Tubarão raríssimo encontrado no litoral do Rio de Janeiro
Em julho deste ano Salvatore Siciliano, Bruno Rennó e eu fizemos uma incrível e inesperada descoberta zoológica. Encontramos um exemplar com mais de cinco metros de comprimento do raríssimo tubarão Megachasma pelagios (popularmente conhecido como tubarão-de-boca-grande, em português, e Megamouth, em inglês) encalhado nas areias de uma das praias que monitoramos regularmente na costa centro-norte do Estado do RIo de Janeiro para o estudo de aves, quelônio e mamíferos marinhos.
A decoberta foi primeiramente divulgada na edição de setembro da revista de divulgação científica Ciência Hoje, abaixo segue o texto do artigo na íntegra e duas fotos do tubarão.
BIOLOGIA MARINHA: Um dos mais raros tubarões do mundo é encontrado na costa brasileira
Gigante dos mares em areias fluminenses
Em 9 de julho último, um macho adulto de Megachasma pelagios – raríssimo tubarão descrito pela primeira vez nos anos 80 – foi encontrado encalhado e recém-morto na Praia Grande, em Arraial do Cabo (RJ), pelo pesquisadores brasileiros que assinam esse artigo.

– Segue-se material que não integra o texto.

PR #11027, opened 2020-08-19
RavenDB-15508 & RavenDB-15071 Searching for access certs in hub replication and cleaning up certs when deleting hub

ayende:


src/Raven.Server/Commercial/LicenseManager.cs
```diff
@@ -800,7 +800,9 @@ private bool ShouldIgnoreProcessorAffinityChanges(int cores, LicenseLimits licen
                                          $"Total utilized cores: {licenseLimits.TotalUtilizedCores}. " +
                                          $"Max licensed cores: {LicenseStatus.MaxCores}";
                     }
-                    Console.WriteLine(basicMessage + " " + licenseMessage);
+
+                    if (Logger.IsOperationsEnabled)
```
ppekrol: Please revert this. This is used only in tests and should be written to console.

src/Raven.Server/ServerWide/ClusterStateMachine.cs
```diff
@@ -3482,12 +3472,24 @@ public IEnumerable<BlittableJsonReaderObject> GetReplicationHubCertificateByHub(
...
+                var blittable = GetReplicationCertificateAccessObject(context, ref val.Reader);
+                string thumbprint = key.ToString().Substring(prefixString.Length);
+                if (filter != null)
+                {
+                    blittable.TryGet("Name", out string name);
+                    var match =
+                        thumbprint.Contains(filter, StringComparison.OrdinalIgnoreCase) ||
+                        name?.Contains(filter, StringComparison.OrdinalIgnoreCase) == true;
+
+                    if(!match)
```
ppekrol: change to `match == false`. This is the form that we use elsewhere.

src/Raven.Server/ServerWide/ClusterStateMachine.cs
```diff
@@ -3482,12 +3472,24 @@ public IEnumerable<BlittableJsonReaderObject> GetReplicationHubCertificateByHub(
 
             foreach (var (key, val) in certs.SeekByPrimaryKeyPrefix(prefix, Slices.Empty, start))
             {
+                var blittable = GetReplicationCertificateAccessObject(context, ref val.Reader);
+                string thumbprint = key.ToString().Substring(prefixString.Length);
+                if (filter != null)
+                {
+                    blittable.TryGet("Name", out string name);
```
ppekrol: nameof

src/Raven.Server/ServerWide/Commands/UpdateDatabaseCommand.cs
```diff
@@ -19,7 +21,9 @@ protected UpdateDatabaseCommand(string databaseName, string uniqueRequestId) : b
             DatabaseName = databaseName;
         }
 
-        public abstract string UpdateDatabaseRecord(DatabaseRecord record, long etag);
+        public abstract void UpdateDatabaseRecord(DatabaseRecord record, long etag);
+        
+        public virtual void CleanupLeftovers(ClusterOperationContext ctx, Table items,  Logger clusterAuditLog){}
```
ppekrol: I would prefer a more generic name like `AfterDatabaseRecordUpdate` or sth like that. Maybe it would be better just to change the name of the `UpdateDatabaseRecord` and handle everything there? I do not like the idea of passing info from one method to another via private fields.

Also can we fix formatting?

ayende: We need to separate because the `UpdateDatabaseRecord` may fail (consistently) across nodes.

ppekrol (approved):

O espécime representa o 43º exemplar de M. pelagios conhecido no mundo e apenas o terceiro registrado no oceano Atlântico. Um animal jovem havia sido capturado na costa de São Paulo em 1995 e outro achado no mesmo ano em Dakar, Senegal.

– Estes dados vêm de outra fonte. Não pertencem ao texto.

PR #11029, opened 2020-08-19
RavenDB-15513 BlittableJsonReaderObject.GetHashCode cause a LOT of co…

ayende:
…llisions


arekpalinski (approved):
We need to check performance in grafana after merging this.

PR #11031, opened 2020-08-20
RavenDB-15177 remove unused dbIds upon counter splitting

karmeli87:


aviv86 (commented):
Looks good. Will review again when SchemaUpgrade part is fixed

Also, I think that maybe we should introduce changes in `InternalPutCounter` to avoid
adding a new dbId and new partial value if that value is 0.

aviv86 (approved):

PR #11627, opened 2021-01-03
Feature/sharding

ayende:


src/Raven.Studio/typescript/common/serverNotificationCenterClient.ts
```diff
@@ -1,4 +1,4 @@
-/// <reference path="../../typings/tsd.d.ts" />
+Topl/// <reference path="../../typings/tsd.d.ts" />
```
ml054, line 1: ?

ayende: No idea how it go here :-)

PR #11629, opened 2021-01-03
RavenDB-15978: wait for topology to apply on all nodes on cluster creation in test

garayx:


test/Tests.Infrastructure/ClusterTestBase.cs
```diff
@@ -576,6 +576,8 @@ protected async Task DisposeAndRemoveServer(RavenServer serverToDispose)
                 }
             }
 
+            WaitForClusterTopologyOnAllNodes(clusterNodes);
```
ppekrol: Shouldn't this be an async method? We do have WaitForValueAsync, right?

garayx: done

PR #11630, opened 2021-01-03
RavenDB-16030 Stats View: Fix Change Vector Tooltip

Danielle9897:


src/Raven.Studio/wwwroot/Content/css/icons.less
```diff
@@ -459,7 +459,7 @@
 
 /* MENU AND TOPBAR ICON COLORS*/
 
-#main-menu, .inputs-container, .stats {
+#main-menu, .inputs-container {
```
ml054: why?

src/Raven.Studio/typescript/viewmodels/database/status/statistics.ts
```diff
@@ -42,20 +42,26 @@ class statistics extends viewModelBase {
...
-        popoverUtils.longWithHover($(".js-identities-header"),
+        const cvTooltip = this.stats().databaseChangeVector.map(cv => `<small>${cv.fullFormat}</small>`)
+            .join("<br>");
+
+        popoverUtils.longWithHover($(".cv-tooltip"),
+            {
+                content: `<div>${cvTooltip}</div>`
+            });
+        
+        popoverUtils.longWithHover($(".identities-header"),
```
ml054: why it doesn't work? Old selector seems to be valid.

src/Raven.Studio/wwwroot/App/views/database/status/statistics.html
```diff
@@ -18,7 +18,7 @@ <h2 class="on-base-background">General Database Stats
                 </div>
             </div>
             <div class="col-sm-6 col-lg-4 col-xl-3">
-                <div class="stats-item js-size-tooltip">
+                <div class="stats-item size-tooltip">
```
ml054: why to removed js- prefix?

src/Raven.Studio/wwwroot/Content/css/icons.less
Danielle9897: This fixes the problem that the (i) was purple
With this fix, the icon is back to blue, and it is only purple in the main 'About'

**See comment in**
https://issues.hibernatingrhinos.com/issue/RavenDB-16067#focus=Comments-67-54400.0-0


image

src/Raven.Studio/typescript/viewmodels/database/status/statistics.ts
Danielle9897: Yes, old selector was valid.

I removed it (see line 213) because there is already a selector there (`identities-header`)
that can be used for the tooltip. 
No need to have 2 classes (both `js-identities-header` & `identities-header`) in line 213
So I chose to remove it and use `identities-header` for the tooltip.

src/Raven.Studio/wwwroot/App/views/database/status/statistics.html
Danielle9897: This was not mandatory as well 
I did that only because I removed the `js-` prefix from the class selector in the _previous comment_

src/Raven.Studio/wwwroot/Content/css/icons.less
Danielle9897: So I reverted this change and will update the comment (delete the comment) in issue RavenDB-16067 which still needs to be fixed

ml054 (approved):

A descoberta foi feita durante um dos monitoramentos regulares de praia conduzidos pelo Projeto Aves, Quelônios e Mamíferos Marinhos da Bacia de Campos, realizado pela Escola Nacional de Saúde Pública, da Fiocruz, dentro do Projeto Habitats – Heterogeneidade Ambiental da Bacia de Campos, coordenado pelo Centro de Pesquisas (Cenpes) da Petrobras.

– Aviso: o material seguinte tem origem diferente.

PR #11634, opened 2021-01-05
Remote changes base concurrent

danielmarbach:
Alternative to #11578 that would allow concurrent sends

### DIFF
--- a/Raven.Client.Lightweight/Changes/RemoteChangesClientBase.cs
+++ b/Raven.Client.Lightweight/Changes/RemoteChangesClientBase.cs
@@ -73,7 +73,7 @@ namespace Raven.Client.Changes
                         {
                             task.AssertNotFailed();
                             return this as TChangesApi;
-                        });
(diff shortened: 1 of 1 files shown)


Raven.Client.Lightweight/Changes/RemoteChangesClientBase.cs
```diff
@@ -201,45 +201,39 @@ private bool DisposeHeartbeatTimer()
...
+                var sendTask = request.ExecuteRequestAsync().ObserveException();
 
-                    return lastSendTask.ContinueWith(task =>
-                    {
-                        lastSendTask = null;
-                        request.Dispose();
-                    });
-                }
-                catch (Exception e)
+                return sendTask.ContinueWith(task =>
```
ayende: Can change this to async and simplify further, no?

danielmarbach: Sure. I was assuming you deliberately wanted to avoid the statemachine on this path

ayende (approved):

PR #11635, opened 2021-01-05
Remote changes base single send simplified

danielmarbach:
Alternative to #11578 that would allow one concurrent send only


ayende (approved):
I like this approach

ayende:
Test failures looks like related to an uninstalled feature on the machine? Will re-run

PR #11636, opened 2021-01-05
RavenDB-16078 Projection with streaming gets us an NRE

ayende:


src/Raven.Server/Documents/Queries/Results/QueryResultRetrieverBase.cs
```diff
@@ -675,7 +675,11 @@ protected bool TryGetValue(FieldsToFetch.FieldToFetch fieldToFetch, Document doc
                 if (_loadedDocuments.TryGetValue(docId, out var doc) == false)
                 {
                     using (_loadScope = _loadScope?.Start() ?? _projectionScope?.For(nameof(QueryTimingsScope.Names.Load)))
+                    {
                         _loadedDocuments[docId] = doc = LoadDocument(docId);
+                        if (doc != null)
+                            doc.IgnoreDispose = true;
```
ppekrol, line 681: I have a feeling that this is too broad. Where is the code that is disposing them? Are we disposing somewhere else the `_loadedDocuments` ? Can it cause some memory pressure now because of lack of dispose?

ayende: That is the responsability of the context, that will be disposed when they are done.

ppekrol: Not always, sometimes we are releasing sooner. Where it was previously disposed?

ayende: This was disposed in the streaming, after we run output the document, we'll dicpose it.

arekpalinski: More precisely it was disposed here:

https://github.com/ravendb/ravendb/blob/d8d91a5ebe53350ac26970ce615fe3ba51337206/src/Raven.Server/Documents/Queries/StreamDocumentQueryResult.cs#L16-L17

PR #11642, opened 2021-01-08
RavenDB-16086  Recovery needs to take into account that a modified pa…

arekpalinski:
…ge could be freed and overwritten in later transactions by a page that was _also_ freed and overwritten and so on. We didn't consider the case that this can happen multiple times when dealing with large overflows.


arekpalinski:
Additional case like the one fixed long time ago in https://github.com/ravendb/ravendb/pull/8313

ayende (approved):

PR #11651, opened 2021-01-11
RavenDB-16000: Mark Changes API connection state as faulted if failed…

garayx:
… to setup Changes API

### DIFF
--- a/src/Raven.Client/Documents/Changes/DatabaseChanges.cs
+++ b/src/Raven.Client/Documents/Changes/DatabaseChanges.cs
@@ -371,9 +371,15 @@ namespace Raven.Client.Documents.Changes
                 return new DatabaseConnectionState(OnConnect, OnDisconnect);
             });
 
-            // try to reconnect
-            if (newValue && Volatile.Read(ref _immediateConnection) != 0)
+            if (_tcs.Task.IsFaulted)
+            {
+                counter.Set(_tcs.Task);
+            }
+            else if (newValue && Volatile.Read(ref _immediateConnection) != 0)
+            {
+                // try to reconnect
                 counter.Set(counter.OnConnect());
+            }
 
             return counter;
         }
--- a/test/SlowTests/Issues/RavenDB-13697.cs
+++ b/test/SlowTests/Issues/RavenDB-13697.cs
@@ -3,6 +3,7 @@ using System.Threading;
 using System.Threading.Tasks;
 using FastTests;
 using Raven.Client.Documents;
+using Raven.Client.Documents.Changes;
 using Raven.Client.Exceptions.Database;
 using Raven.Client.Extensions;
 using Raven.Client.ServerWide;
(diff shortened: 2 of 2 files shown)


src/Raven.Client/Documents/Changes/DatabaseChanges.cs
```diff
@@ -371,9 +371,15 @@ async Task OnConnect()
                 return new DatabaseConnectionState(OnConnect, OnDisconnect);
             });
 
-            // try to reconnect
-            if (newValue && Volatile.Read(ref _immediateConnection) != 0)
+            if (_tcs.Task.IsFaulted)
+            {
+                counter.Set(_tcs.Task);
```
ppekrol, line 376: What is the implication of doing that? Will it reconnect later on?

garayx: in case if there was a failure on setting up database changes (this is only called in ctor), `_tcs.TrySetException(e);` is called:
https://github.com/ravendb/ravendb/blob/5742373db23b1d3800dd332e02ee0c6e2a0b4066/src/Raven.Client/Documents/Changes/DatabaseChanges.cs#L455

then we should set this exception for every connection added for this database changes, otherwise it will hang on `EnsureSubscribedNow`

No it cannot reconnect, because there was exception in setting up the database changes

ppekrol: My assumption would be that we would reconnect, or is it invalid?

garayx: for such exception its invalid and should not reconnect, like in this test the DB doesn't exists.

ppekrol: EnsureSubscribedNow should throw in such case, but in general the Changes API should reconnect by itself? Imagine a user  application that would have to be restarted because of that.

ayende: Yes, we should remove the cached connection from the document store and the next call to Changes should retry.

garayx: this is exactly what happens now with the fix (EnsureSubscribedNow throws) and doesnt hang forever like it was before.

in general yes, but this thrown before the actual connection occurred

ayende: You have the `_changes` field on the `DocumentStore`, but that is only removed when the instance is disposed, but I don't think you are disposing it in this case?

ppekrol: After a discussion with @garayx and @grisha-kotler we think that:
- `EnsureConnectedNow` should throw if there is a problem e.g. DatabaseDoesNotExist (what @garayx did in this PR)
- if `EnsureConnectedNow` is not executed, but Changes API is created, it should reconnect after a while (separate issue - change of behavior from what we have now).

@ayende Thoughts?

ppekrol: Actually if we will throw DatabaseDoesNotExist then user can catch it and react if needed. It is a very rare case. I would leave it be.

PR #11663, opened 2021-01-13
RavenDB-15900 Have a way to remove entry from the raft log

efratshenhar:


src/Raven.Server/Rachis/RachisStateMachine.cs
```diff
@@ -17,7 +17,7 @@ public abstract class RachisStateMachine : IDisposable
         protected TransactionContextPool ContextPoolForReadOnlyOperations;
         protected RachisConsensus _parent;
         public RachisVersionValidation Validator;
-
+        public long skipIndex;
```
ayende: Naming
```suggestion
        public long SkipIndex;
```

karmeli87 (approved):

ayende (changes requested):
I don't understand what it is that you are trying to do.
Note that allowing to skip a single entry is probably a Bad Thing.
To start with, it would be different on each node. 

What is the scenario you are trying to enable? Shouldn't we allow some sort of a "Trim Log" or "Reset Log" ?

What happens if the log was already applied?

karmeli87:
The idea is to have an emergency operation to allow the state machine to skip an entry upon the apply if that command is for some reason is faulted and *jam* the entire state machine across the entire cluster.

Note that this an expert method that the user will have manually to call on all nodes via the admin console.

At this point (after the commit and before the apply) it is guaranteed that the index is identical on every node and executes the same command.

Trimming or resetting is a scary option, since you are rolling back the raft index, and I don't want to find out the implications of that :-)
If the log already applied, trimming or resetting wouldn't help either (you can't undo a command).

ayende:
Try to imagine explaining how to do this for a user?
I don't like it.
And in general, if one command is aborted, all the next one should be.

We can handle that by overwriting all of them with `noop` commands, instead.

Also, there are timing issues to deal with here.

karmeli87:
From the user point of view, It is not different from any other admin operations via the console.

If you need to abort more than one command it has to be done manually, yes.
I don't see a reason to abort the next commands as well..

About timing issues.. if the bad command reached node A & B and was skipped there... and reached only on later stage to node C, then yes, it has to be skipped there as well.

We can overwrite the command, I think, but what would that give us?

karmeli87:
@efratshenhar After discussing with Oren we have decided to replace the command with a `Noop` instead of skipping it.
So newly added nodes will not have to deal with the faulted command.

Also instead of doing it via the JS admin console, we need to create an endpoint for the user, that will send this command to all nodes. (but we need to keep the console option just in case)

ayende (commented):
Shouldn't we also have an endpoint that will hit the other nodes as well?

src/Raven.Server/Documents/Handlers/Admin/RachisAdminHandler.cs
```diff
@@ -672,5 +668,93 @@ public async Task DemoteNode()
...
+                    {
+                        if (node.Value == Server.WebUrl)
+                        {
+                            ServerStore.Engine.RemoveEntryFromRaftLog(index);
+                            nodeList.Add(node.Key);
+                            continue;
+                        }
+
+                        var cmd = new RemoveEntryFromRaftLogCommand(index);
+                        var requestExecutor = ClusterRequestExecutor.CreateForSingleNode(node.Value, Server.Certificate.Certificate);
```
karmeli87: I think we need to dispose the `requestExecutor`

src/Raven.Server/Documents/Handlers/Admin/RachisAdminHandler.cs
```diff
@@ -672,5 +668,95 @@ public async Task DemoteNode()
...
+                            nodeList.AddRange(cmd.Result);
+                        }
+                    }
+                }
+                else
+                {
+                    var removed = ServerStore.Engine.RemoveEntryFromRaftLog(index);
+                    if (removed)
+                        nodeList.Add(ServerStore.NodeTag);
+                }
```
ayende: Can simplify the code here.

```suggestion
                    var removed = ServerStore.Engine.RemoveEntryFromRaftLog(index);
                    if (removed)
                          nodeList.Add(ServerStore.NodeTag);

                if (first)
                {

                    foreach (var node in ServerStore.GetClusterTopology(context).AllNodes)
                    {
                        if (node.Value == Server.WebUrl)
                        {
                            continue;
                        }

                        var cmd = new RemoveEntryFromRaftLogCommand(index);
                        using (var requestExecutor = ClusterRequestExecutor.CreateForSingleNode(node.Value, Server.Certificate.Certificate))
                        {
                            await requestExecutor.ExecuteAsync(cmd, context);
                            nodeList.AddRange(cmd.Result);
                        }
                    }
                }
```

src/Raven.Server/Documents/Handlers/Admin/RachisAdminHandler.cs
```diff
@@ -672,5 +668,95 @@ public async Task DemoteNode()
...
+                        if (firstNode)
+                        {
+                            writer.WriteString(nodeTag);
+                            firstNode = false;
+                            continue;
+                        }
+                        writer.WriteComma();
+                        writer.WriteString(nodeTag);
+                    }
+                    writer.WriteEndArray();
```
ayende: Don't we have?

```suggestion
                    writer.WriteArray(nodeList); 
```

ayende (approved):

PR #11666, opened 2021-01-14
RavenDB-16112 clone ReplicationItem properly

karmeli87:


src/Raven.Server/Documents/Replication/ReplicationItems/AttachmentReplicationItem.cs
```diff
@@ -121,13 +122,20 @@ protected override ReplicationBatchItem CloneInternal(JsonOperationContext conte
...
-                Key = Key,
+                ContentType = ContentType.Clone(context),
+                Name = Name.Clone(context),
                 Stream = stream
             };
 
+            var baseMem = Base64Hash.CloneToJsonContext(context, out item.Base64Hash);
+            var keyMem = Key.CloneToJsonContext(context, out item.Key);
+
+            ToDispose(new DisposableAction(() =>
```
ppekrol: Shouldn't this be attached to item.Dispose?

karmeli87: I think it is..

PR #11673, opened 2021-01-17
RavenDB-16110 Export & download in Firefox - file saved as .json

Danielle9897:


src/Raven.Server/Smuggler/Documents/Handlers/SmugglerHandler.cs
```diff
@@ -136,7 +136,8 @@ public async Task PostExport()
 
                 var contentDisposition = "attachment; filename=" + Uri.EscapeDataString(fileName) + ".ravendbdump";
                 HttpContext.Response.Headers["Content-Disposition"] = contentDisposition;
-
+                HttpContext.Response.Headers["Content-Type"] = "text/ravendbdump";
```
ml054: did we already use this somewhere or you create this content type? I wonder if it is more safe to use some generic content type?

Danielle9897: done - changed to `application/octet-stream`

ml054 (approved):

ayende (approved):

Com 5,39 m de comprimento, o exemplar APARENTA ter morrido por causas naturais, uma vez que não foram encontradas marcas que pudessem ser atribuídas à captura em redes ou à colisão com embarcação a motor. A necropsia mostrou que o estômago do tubarão estava completamente vazio, o que pode indicar que ele não vinha se alimentando há algum tempo.
Figura 1: Exemplar de Megachasma pelagios encalhado na Praia Grande, em Arraial do Cabo (RJ), em julho de 2009. Foto Bruno Rennó / Projeto Aves, Quelônios e Mamíferos Marinhos da Bacia de Campos.
Uma descoberta ao acaso
O primeiro Megachasma pelagios foi descrito em 1983. A descoberta aconteceu totalmente ao acaso, envolvendo um exemplar que se prendeu acidentalmente em uma âncora de um navio da marinha norte-americana ao largo de Oahu, Havaí, em 1976. Ao ser examinado por especialistas, revelou que não se tratava apenas de uma nova espécie, mas também de um novo gênero e família de tubarão, mais tarde denominada Megachasmidae. Foi considerada uma das descobertas zoológicas mais fantásticas do século 20, rivalizando até com o celacanto, conhecido como ‘fóssIL vivo’.
O nome do gênero é composto por um prefixo grego (mega = grande) e um sufixo latino (chasma = cavidade); pelagios vem do latim e significa ‘oceânico, do mar’. Considerado extremamente raro, cada registro do também chamado tubarão-de-boca-grande é documentado em detalhe e passa a integrar um catálogo internacional.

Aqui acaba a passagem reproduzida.